» **Dataset entries**

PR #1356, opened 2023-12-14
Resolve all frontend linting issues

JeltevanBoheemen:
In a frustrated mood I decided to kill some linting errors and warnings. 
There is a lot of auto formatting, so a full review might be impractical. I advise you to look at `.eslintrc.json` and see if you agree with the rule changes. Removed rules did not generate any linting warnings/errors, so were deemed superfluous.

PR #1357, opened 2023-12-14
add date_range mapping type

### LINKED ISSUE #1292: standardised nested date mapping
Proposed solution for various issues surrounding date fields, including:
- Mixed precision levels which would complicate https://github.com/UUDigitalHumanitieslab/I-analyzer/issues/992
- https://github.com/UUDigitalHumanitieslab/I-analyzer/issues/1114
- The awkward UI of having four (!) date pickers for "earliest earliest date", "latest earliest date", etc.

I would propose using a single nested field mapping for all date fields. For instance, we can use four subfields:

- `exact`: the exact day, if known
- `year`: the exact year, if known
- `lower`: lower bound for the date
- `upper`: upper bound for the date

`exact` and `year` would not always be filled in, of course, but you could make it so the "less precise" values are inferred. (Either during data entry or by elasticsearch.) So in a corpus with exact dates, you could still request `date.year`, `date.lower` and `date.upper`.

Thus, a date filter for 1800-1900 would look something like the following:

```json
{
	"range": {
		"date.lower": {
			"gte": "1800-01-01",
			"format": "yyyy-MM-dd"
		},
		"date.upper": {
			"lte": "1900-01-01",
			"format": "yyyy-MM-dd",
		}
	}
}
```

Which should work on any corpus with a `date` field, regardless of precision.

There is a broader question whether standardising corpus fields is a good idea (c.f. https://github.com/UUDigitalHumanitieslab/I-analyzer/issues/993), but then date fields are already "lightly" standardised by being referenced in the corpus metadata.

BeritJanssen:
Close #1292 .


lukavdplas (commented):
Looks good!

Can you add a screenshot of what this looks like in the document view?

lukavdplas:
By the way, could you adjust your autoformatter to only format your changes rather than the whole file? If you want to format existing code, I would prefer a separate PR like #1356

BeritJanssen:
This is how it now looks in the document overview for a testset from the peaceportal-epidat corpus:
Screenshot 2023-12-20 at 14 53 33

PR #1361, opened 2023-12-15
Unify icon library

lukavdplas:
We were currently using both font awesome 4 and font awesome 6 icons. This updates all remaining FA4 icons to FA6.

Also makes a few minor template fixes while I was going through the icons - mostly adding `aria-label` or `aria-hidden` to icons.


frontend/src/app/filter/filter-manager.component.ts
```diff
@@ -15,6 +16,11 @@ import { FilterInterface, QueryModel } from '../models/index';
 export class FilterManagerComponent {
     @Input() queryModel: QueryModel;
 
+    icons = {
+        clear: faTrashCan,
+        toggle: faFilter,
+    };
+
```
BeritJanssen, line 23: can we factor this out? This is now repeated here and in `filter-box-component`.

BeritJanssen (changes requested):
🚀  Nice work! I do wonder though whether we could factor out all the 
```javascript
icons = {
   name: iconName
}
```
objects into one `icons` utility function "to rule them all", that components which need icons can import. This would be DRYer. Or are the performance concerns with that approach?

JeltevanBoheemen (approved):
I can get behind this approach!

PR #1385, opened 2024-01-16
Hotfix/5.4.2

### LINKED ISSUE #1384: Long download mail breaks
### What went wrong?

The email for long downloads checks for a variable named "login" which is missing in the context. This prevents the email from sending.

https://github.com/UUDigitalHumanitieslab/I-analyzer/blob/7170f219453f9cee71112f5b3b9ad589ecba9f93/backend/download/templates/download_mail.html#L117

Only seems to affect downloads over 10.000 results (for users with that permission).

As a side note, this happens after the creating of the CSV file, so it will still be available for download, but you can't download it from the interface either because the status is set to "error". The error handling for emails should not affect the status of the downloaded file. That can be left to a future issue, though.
--
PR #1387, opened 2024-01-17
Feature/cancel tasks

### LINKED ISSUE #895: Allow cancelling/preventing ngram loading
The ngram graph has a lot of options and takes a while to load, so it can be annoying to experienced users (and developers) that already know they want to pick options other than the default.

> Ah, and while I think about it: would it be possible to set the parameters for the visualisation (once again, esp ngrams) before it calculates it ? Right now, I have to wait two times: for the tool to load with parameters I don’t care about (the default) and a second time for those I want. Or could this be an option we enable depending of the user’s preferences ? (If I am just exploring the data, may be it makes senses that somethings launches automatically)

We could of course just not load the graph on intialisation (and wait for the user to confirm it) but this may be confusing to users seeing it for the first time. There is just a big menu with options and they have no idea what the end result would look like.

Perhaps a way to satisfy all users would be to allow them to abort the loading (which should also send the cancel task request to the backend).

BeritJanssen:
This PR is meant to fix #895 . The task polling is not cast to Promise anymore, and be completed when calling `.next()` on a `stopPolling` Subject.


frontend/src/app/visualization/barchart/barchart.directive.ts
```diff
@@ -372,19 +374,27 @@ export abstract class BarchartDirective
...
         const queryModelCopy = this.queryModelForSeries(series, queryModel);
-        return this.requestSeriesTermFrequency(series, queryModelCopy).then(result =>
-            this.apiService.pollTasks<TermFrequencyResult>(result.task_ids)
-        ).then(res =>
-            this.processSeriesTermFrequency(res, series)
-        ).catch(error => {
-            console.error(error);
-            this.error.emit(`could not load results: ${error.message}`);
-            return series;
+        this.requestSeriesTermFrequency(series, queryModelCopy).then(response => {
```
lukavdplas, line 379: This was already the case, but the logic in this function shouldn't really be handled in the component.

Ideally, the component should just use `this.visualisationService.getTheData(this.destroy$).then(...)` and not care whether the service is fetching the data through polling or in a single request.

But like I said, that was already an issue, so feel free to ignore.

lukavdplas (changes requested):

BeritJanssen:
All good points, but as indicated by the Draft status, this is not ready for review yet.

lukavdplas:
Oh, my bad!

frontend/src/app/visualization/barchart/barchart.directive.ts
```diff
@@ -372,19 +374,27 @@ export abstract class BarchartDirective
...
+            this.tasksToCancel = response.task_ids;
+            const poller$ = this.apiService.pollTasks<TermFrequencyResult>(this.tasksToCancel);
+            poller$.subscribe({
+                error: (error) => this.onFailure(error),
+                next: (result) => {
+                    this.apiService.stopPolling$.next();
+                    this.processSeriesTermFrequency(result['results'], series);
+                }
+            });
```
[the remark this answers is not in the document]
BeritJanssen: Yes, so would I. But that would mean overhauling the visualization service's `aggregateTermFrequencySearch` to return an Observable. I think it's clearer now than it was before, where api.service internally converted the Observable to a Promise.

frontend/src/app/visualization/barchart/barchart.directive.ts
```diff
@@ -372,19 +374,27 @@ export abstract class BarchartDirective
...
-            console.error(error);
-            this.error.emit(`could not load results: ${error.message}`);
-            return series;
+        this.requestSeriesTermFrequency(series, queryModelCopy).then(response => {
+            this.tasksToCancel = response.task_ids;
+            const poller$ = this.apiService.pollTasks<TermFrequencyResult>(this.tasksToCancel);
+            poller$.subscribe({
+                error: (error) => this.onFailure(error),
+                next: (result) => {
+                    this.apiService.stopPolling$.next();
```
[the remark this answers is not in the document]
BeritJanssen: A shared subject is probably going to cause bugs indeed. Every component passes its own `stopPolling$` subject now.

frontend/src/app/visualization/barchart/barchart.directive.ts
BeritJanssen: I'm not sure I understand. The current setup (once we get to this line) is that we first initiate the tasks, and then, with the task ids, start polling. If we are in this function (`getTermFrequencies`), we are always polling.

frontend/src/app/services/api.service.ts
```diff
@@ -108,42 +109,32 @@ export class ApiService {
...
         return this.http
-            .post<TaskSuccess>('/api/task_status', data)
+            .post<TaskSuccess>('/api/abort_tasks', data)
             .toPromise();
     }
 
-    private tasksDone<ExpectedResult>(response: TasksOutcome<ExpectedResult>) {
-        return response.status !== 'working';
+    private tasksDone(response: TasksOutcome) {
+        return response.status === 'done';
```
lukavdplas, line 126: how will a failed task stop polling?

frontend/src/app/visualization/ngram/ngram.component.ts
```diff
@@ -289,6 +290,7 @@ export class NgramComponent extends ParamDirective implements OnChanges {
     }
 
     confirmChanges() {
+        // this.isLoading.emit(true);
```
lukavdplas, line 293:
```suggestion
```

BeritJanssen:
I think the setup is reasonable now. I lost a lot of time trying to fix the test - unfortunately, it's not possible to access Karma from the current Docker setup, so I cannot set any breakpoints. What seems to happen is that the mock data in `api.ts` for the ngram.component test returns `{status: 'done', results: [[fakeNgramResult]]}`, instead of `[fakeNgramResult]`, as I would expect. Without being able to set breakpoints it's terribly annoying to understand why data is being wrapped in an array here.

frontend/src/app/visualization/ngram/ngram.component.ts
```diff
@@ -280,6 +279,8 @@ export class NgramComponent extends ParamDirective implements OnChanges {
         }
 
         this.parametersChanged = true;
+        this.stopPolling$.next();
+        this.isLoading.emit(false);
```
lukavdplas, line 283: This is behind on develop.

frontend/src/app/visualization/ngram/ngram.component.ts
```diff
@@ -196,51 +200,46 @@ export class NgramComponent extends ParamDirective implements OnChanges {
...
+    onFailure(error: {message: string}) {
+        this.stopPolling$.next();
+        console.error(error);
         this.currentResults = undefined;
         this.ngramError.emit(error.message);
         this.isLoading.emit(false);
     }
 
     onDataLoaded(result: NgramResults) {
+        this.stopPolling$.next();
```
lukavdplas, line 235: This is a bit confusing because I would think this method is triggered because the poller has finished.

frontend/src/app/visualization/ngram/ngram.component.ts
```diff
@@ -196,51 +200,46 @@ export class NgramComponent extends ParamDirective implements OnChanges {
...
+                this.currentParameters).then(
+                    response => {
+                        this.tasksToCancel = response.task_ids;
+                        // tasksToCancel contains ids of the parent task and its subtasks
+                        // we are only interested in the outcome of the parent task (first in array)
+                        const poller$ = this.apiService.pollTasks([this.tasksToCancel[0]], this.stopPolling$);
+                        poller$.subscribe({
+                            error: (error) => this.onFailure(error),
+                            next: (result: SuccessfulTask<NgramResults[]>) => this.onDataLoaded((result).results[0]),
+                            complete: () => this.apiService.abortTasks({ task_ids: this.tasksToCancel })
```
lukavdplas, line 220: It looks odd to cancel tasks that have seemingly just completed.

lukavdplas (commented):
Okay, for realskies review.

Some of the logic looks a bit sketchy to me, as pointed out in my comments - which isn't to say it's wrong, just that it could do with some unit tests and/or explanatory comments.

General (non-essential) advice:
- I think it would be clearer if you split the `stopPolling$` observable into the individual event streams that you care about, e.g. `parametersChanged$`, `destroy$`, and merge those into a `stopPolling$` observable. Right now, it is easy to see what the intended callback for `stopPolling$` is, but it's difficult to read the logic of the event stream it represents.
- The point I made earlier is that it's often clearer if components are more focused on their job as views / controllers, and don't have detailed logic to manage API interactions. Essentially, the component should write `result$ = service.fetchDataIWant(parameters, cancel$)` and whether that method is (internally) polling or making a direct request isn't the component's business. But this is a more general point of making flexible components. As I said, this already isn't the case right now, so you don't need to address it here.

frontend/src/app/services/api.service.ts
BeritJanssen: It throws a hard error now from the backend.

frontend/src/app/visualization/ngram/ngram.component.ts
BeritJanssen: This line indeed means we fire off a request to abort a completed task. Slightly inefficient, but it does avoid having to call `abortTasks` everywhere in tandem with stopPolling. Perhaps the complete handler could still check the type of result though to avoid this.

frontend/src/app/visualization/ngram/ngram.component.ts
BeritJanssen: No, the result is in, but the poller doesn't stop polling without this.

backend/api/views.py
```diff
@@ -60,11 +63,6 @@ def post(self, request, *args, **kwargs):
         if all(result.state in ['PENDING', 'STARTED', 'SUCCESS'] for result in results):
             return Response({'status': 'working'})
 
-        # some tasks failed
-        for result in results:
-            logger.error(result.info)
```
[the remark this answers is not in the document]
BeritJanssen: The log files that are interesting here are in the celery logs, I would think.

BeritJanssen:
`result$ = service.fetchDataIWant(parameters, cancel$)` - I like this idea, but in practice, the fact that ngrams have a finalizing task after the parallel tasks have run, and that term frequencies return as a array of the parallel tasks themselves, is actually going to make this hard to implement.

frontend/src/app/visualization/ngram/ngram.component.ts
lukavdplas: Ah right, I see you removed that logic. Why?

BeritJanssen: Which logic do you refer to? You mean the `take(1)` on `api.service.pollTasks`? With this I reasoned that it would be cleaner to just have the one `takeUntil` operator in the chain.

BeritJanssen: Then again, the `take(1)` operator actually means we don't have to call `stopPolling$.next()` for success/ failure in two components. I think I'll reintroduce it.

» **What is required**
Reproduce each line of the records in which the string "case" appears.

» **The completed task**
lukavdplas, line 379: This was already the case, but the logic in this function shouldn't really be handled in the component.
- The point I made earlier is that it's often clearer if components are more focused on their job as views / controllers, and don't have detailed logic to manage API interactions. Essentially, the component should write `result$ = service.fetchDataIWant(parameters, cancel$)` and whether that method is (internally) polling or making a direct request isn't the component's business. But this is a more general point of making flexible components. As I said, this already isn't the case right now, so you don't need to address it here.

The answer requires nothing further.